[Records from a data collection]
══════════
PR #478, opened 2018-03-06
Add a slider to set displayed opacity in the annotation panel

### LINKED ISSUE #458: Add slidebar for filled annotation transparency
My group is using HTK to review mask overlays, so we are using the "fillColor" of annotations. However, the filled annotations are too opaque to show underlying structures, so we need some sort of a sliding bar to control displayed "alpha" (transparency) of filled annotations. The temporary "hacky" workaround we are using is by hovering the mouse over the annotation name on the right, which decreases the opacity of all annotations except the one the mouse is overlayed on. (see attached screenshots for pre- and post- mouse hovering)
screenshot from 2018-02-11 19-02-25
screenshot from 2018-02-11 19-02-42

jbeezley:
This adds a simple slider in the annotations panel to change the global opacity on the annotation layer itself.  The UI doesn't look very good to me (something about the color/position/spacing seems off), so I would welcome any suggestions to improve it.

Depends on https://github.com/girder/large_image/pull/264
Fixes #458
test

### DIFF
--- a/web_client/panels/AnnotationSelector.js
+++ b/web_client/panels/AnnotationSelector.js
@@ -316,7 +316,7 @@ var AnnotationSelector = Panel.extend({
     _changeGlobalOpacity() {
         this._opacity = this.$('#h-annotation-opacity').val();
         this.$('.h-annotation-opacity-container')
-            .attr('title', `Annotation opacity ${this._opacity * 100}%`);
+            .attr('title', `Annotation opacity ${(this._opacity * 100).toFixed()}%`);
         this.trigger('h:annotationOpacity', this._opacity);
     }
 });
--- a/web_client/panels/AnnotationSelector.js
+++ b/web_client/panels/AnnotationSelector.js
@@ -315,6 +315,8 @@ var AnnotationSelector = Panel.extend({
 
     _changeGlobalOpacity() {
         this._opacity = this.$('#h-annotation-opacity').val();
+        this.$('.h-annotation-opacity-container')
+            .attr('title', `Annotation opacity ${this._opacity * 100}%`);
         this.trigger('h:annotationOpacity', this._opacity);
     }
 });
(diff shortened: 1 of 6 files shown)


cooperlab:
Looks great.

web_client/panels/AnnotationSelector.js
```diff
@@ -31,7 +31,8 @@ var AnnotationSelector = Panel.extend({
         'click .h-hide-all-annotations': 'hideAllAnnotations',
         'mouseenter .h-annotation': '_highlightAnnotation',
         'mouseleave .h-annotation': '_unhighlightAnnotation',
-        'change #h-toggle-labels': 'toggleLabels'
+        'change #h-toggle-labels': 'toggleLabels',
+        'change #h-annotation-opacity': '_changeGlobalOpacity'
```
manthey: Updating the layer opacity is fast enough, let's do this as the slider is dragged (add `'input #h-annotation-opacity': '_changeGlobalOpacity'`).

web_client/panels/AnnotationSelector.js
```diff
@@ -307,6 +311,11 @@ var AnnotationSelector = Panel.extend({
 
     _changeAnnotationHighlight(model) {
         this.$(`.h-annotation[data-id="${model.id}"]`).toggleClass('h-highlight-annotation', model.get('highlighted'));
+    },
+
+    _changeGlobalOpacity() {
+        this._opacity = this.$('#h-annotation-opacity').val();
```
manthey: I'd like to see the opacity value somewhere.  A simple way would be to add a title attribute: `this.$('#h-annotation-opacity').attr('title', (100.0 * this._opacity).toFixed(0) + '%');`.  This would only show when hovering, not dragging, so there might be a better way to do this.

web_client/templates/panels/annotationSelector.pug
```diff
@@ -11,7 +11,7 @@ block content
     .btn-group.btn-group-sm(role='group')
       button.btn.btn-default.h-hide-all-annotations(type='button', title='Hide all annotations')
         | #[span.icon-eye-off]
-    span(title='Annotation opacity')
+    span.h-annotation-opacity-container(title=`Annotation opacity ${opacity * 100}%`)
```
manthey: Can you use `toFixed()`?  I see values like `Annotation opacity 7.000000000000001%`

jbeezley: That's odd, the slider uses `step="0.01"`.  I wasn't seeing that behavior, but I'll add it to be sure.

kheffah:
Superb!! Thank you!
══════════
# EXERCISE GOAL
If a line of the entries holds the word "labels", copy it out.

# RESPONSE TO THE EXERCISE
-        'change #h-toggle-labels': 'toggleLabels'
+        'change #h-toggle-labels': 'toggleLabels',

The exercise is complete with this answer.